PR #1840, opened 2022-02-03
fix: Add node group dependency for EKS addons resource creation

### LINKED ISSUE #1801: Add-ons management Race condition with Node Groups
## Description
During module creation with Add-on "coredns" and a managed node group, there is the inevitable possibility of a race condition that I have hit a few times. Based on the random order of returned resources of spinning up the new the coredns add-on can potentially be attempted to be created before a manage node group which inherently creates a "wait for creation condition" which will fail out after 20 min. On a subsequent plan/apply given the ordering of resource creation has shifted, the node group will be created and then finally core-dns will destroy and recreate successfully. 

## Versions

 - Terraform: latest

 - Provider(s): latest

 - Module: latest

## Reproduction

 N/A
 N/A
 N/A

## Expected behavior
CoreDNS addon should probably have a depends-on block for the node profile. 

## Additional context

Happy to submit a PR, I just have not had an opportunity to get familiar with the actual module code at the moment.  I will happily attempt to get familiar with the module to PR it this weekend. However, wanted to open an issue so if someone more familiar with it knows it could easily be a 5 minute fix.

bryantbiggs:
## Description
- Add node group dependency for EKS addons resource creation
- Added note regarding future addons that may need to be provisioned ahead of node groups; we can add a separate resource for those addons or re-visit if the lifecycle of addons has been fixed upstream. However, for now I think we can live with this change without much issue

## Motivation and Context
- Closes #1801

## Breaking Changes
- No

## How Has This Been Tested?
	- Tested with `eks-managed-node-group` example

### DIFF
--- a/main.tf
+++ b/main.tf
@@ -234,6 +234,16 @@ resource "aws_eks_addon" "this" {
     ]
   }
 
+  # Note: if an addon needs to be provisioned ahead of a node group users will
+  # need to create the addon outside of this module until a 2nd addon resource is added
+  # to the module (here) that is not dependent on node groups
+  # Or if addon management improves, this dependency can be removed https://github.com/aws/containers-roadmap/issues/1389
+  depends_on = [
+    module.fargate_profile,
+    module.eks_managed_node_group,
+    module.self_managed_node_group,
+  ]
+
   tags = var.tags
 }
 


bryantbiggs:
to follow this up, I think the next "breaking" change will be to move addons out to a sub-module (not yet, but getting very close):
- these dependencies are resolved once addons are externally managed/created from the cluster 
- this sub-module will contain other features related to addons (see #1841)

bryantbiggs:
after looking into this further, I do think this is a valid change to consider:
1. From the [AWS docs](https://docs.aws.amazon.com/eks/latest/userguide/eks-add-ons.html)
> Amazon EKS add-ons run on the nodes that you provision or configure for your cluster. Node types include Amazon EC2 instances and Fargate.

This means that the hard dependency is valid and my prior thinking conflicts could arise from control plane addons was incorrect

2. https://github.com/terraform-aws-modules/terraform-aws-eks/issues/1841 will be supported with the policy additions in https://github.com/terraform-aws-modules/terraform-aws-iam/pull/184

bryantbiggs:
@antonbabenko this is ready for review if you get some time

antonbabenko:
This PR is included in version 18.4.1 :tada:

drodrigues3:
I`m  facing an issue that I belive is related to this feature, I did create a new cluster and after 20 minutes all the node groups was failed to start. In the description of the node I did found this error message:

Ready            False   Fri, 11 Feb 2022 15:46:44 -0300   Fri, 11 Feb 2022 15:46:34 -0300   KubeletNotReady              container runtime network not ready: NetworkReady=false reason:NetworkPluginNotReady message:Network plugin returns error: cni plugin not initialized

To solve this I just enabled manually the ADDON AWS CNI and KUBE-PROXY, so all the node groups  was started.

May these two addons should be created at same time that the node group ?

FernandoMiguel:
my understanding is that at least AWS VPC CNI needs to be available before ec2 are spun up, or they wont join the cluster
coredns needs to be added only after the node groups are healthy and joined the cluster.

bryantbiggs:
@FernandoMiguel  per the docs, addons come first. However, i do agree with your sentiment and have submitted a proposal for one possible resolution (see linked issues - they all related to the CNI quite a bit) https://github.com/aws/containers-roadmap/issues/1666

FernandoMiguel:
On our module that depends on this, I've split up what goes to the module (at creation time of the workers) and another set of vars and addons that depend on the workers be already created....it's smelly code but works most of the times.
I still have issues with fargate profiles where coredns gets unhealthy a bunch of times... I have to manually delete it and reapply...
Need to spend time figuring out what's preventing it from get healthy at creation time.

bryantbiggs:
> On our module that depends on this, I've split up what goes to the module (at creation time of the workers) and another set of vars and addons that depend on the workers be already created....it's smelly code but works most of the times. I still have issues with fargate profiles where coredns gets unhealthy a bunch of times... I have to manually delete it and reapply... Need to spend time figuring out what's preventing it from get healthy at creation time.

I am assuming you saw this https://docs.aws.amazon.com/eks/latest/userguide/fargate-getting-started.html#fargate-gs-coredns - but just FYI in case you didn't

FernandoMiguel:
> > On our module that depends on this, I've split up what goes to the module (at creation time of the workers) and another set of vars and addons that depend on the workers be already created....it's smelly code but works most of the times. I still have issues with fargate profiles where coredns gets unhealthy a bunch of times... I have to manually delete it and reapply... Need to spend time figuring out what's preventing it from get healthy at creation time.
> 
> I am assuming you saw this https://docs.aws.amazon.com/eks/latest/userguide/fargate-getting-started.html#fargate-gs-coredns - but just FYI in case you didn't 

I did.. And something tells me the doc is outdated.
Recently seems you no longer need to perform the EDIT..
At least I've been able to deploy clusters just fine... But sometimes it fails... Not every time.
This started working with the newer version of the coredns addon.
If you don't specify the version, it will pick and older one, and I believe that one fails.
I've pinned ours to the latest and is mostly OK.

_____

From the first line of the data above to the line containing "- Module: latest", repeat everything exactly and add nothing.

### The completed task
PR #1840, opened 2022-02-03
fix: Add node group dependency for EKS addons resource creation

### LINKED ISSUE #1801: Add-ons management Race condition with Node Groups
## Description
During module creation with Add-on "coredns" and a managed node group, there is the inevitable possibility of a race condition that I have hit a few times. Based on the random order of returned resources of spinning up the new the coredns add-on can potentially be attempted to be created before a manage node group which inherently creates a "wait for creation condition" which will fail out after 20 min. On a subsequent plan/apply given the ordering of resource creation has shifted, the node group will be created and then finally core-dns will destroy and recreate successfully. 

## Versions

 - Terraform: latest

 - Provider(s): latest

 - Module: latest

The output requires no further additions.